PhD UNS- Digital library of PHD dissertations

About

The PHD UNS digital library is integrated with CRIS UNS system and search of digital library is available at CRIS UNS

PHD UNS is developed using Open Source Digital Library of Theses and Dissertations - openDLT

 

Public access to theses and PhD dissertations via the Internet is important for the development of a knowledge-based society. A knowledge-based society relies on the knowledge of its citizens to drive entrepreneurship, innovation, and vitality of that society’s economy. A knowledge-based society possesses a community of scholars, researchers, research networks, engineers, technicians, and businesses engaged in research and the production of high-technology goods and provision of services. It forms a national innovation and production system, which is integrated into international networks of knowledge production. Its communication and information technological tools make vast amounts of human knowledge easily accessible.

One approach to achieving a knowledge-based society can be through depositing electronic PhD dissertations and theses (ETDs) in a freely accessible digital repository. Assigning appropriate metadata to ETDs can improve discoverability by increasing their visibility. The importance of scientific research results visibility for further development of science is discussed in many scientific research manuscripts. Furthermore, visibility of ETDs can be increased by putting the digital object or its descriptive metadata (or both) into systems containing theses and PhD dissertations, such as digital libraries, research management systems, institutional repositories (IRs), the Networked Digital Library of Thesis and Dissertations (NDLTD), DART-Europe E-thesis portal, Digital Repository Infrastructure for European Research (DRIVER), and others. On one hand, metadata about scientific research results can be separately entered in all those Internet based systems by researchers or by librarians. This is hard and error-prone job. On the other hand, metadata about scientific research results can be entered in one system and exported to other systems. This approach contributing to:

  1. Avoiding duplicated inputs on the two platforms,
  2. Increasing metadata quality, reliability and reusability.

 

The goal of the PHD UNS digital library developed at University of Novi Sad in accordance with CERIF, DC, ETD-MS, and OAIPMH, is to avoid or reduce duplicated inputs on the two platforms and increase metadata quality, reliability, and reusability. The PHD UNS architecture enables easy integration with library information systems, which are based on MARC 21 format and also can hold metadata about ETDs.
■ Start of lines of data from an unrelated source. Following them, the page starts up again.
PR #3621, opened 2024-01-14
Add support for billing service

daniel-edwards-nz:
Adding support for the [billing service APIs](https://github.com/Azure/azure-rest-api-specs/blob/main/specification/billing/resource-manager/readme.md) as I'd like to help develop and use these in the AzureRM terraform provider.

Included the two stable versions "2020-05-01" and "2021-10-01". Also included "2019-10-01-preview" as there are quite a few things in here which haven't yet made it to stable which would be useful.

### DIFF
--- a/config/resource-manager.hcl
+++ b/config/resource-manager.hcl
@@ -68,7 +68,7 @@ service "batch" {
   available = ["2023-05-01", "2023-11-01"]
 }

Research and development method

The first step in this project was analysis of various systems that contain metadata about theses and dissertations.

The following are international initiatives:

• NDLTD is an international organization that aims to create a worldwide network of ETDs. Each digital repository that is a network member has to enable metadata exchange in the ETD-MS format (developed by DNLTD) in accordance with OAI-PMH.21

• DART-Europe E-Thesis Portal aims to collect details of the open access research theses stored in Europe’s digital repositories (doctoral and master theses). It collects metadata in DC using OAI-PMH.

• DRIVER is an international organization co-funded by the European Commission with the goal of creating a network of freely accessible digital repositories with content across all academic disciplines. Each digital repository that is a network member has to enable metadata exchange in DC in accordance with the OAI-PMH protocol.

In addition, many academic and research institutions and research communities may implement and manage the following approaches to collecting, preserving, accessing, and disseminating research:

• IRs are online systems that collect, preserve, and disseminate the intellectual output in digital form of an institution. IRs may use open-source software, such as EPrints,DSpace and Fedora,  or hosted, proprietary software, such as Digital Commons and SimpleDL. Many IRs support the exchange of data in DC via OAI-PMH.

• A CRIS is a database of other information system for storing data on current research (e.g., data about institutions, researchers, research projects, equipment, published results, etc.). The European Union encourages the development of national research management systems in accordance with the CERIF standard. CERIF compatible research management systems are called CRIS. Due to specific local or national requirements, CRIS systems are built on different modifications (or extensions) of CERIF data model.

• A Library Information System (LIS) is a software system for acquiring, cataloging, and circulating library holdings. LIS are built on various bibliographic standards; most are based on MARC 21 formats.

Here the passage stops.